Pull each line containing "javascript" out of the data and copy it.

Saved data entries
_ _ _ _

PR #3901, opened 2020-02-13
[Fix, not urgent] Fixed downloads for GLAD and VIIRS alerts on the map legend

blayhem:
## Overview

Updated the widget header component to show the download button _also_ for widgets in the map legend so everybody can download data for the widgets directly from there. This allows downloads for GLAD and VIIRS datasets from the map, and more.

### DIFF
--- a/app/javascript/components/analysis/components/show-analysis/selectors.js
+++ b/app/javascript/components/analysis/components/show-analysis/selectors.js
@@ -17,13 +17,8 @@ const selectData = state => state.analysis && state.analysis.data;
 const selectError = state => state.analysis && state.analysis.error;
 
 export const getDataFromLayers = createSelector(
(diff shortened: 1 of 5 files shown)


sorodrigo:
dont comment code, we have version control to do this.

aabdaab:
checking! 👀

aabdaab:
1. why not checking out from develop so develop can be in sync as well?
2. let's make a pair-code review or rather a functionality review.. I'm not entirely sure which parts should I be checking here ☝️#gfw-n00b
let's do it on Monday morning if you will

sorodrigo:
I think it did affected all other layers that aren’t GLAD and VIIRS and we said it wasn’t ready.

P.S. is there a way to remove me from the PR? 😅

_ _ _ _

**EXERCISE RESULT:**
--- a/app/javascript/components/analysis/components/show-analysis/selectors.js
+++ b/app/javascript/components/analysis/components/show-analysis/selectors.js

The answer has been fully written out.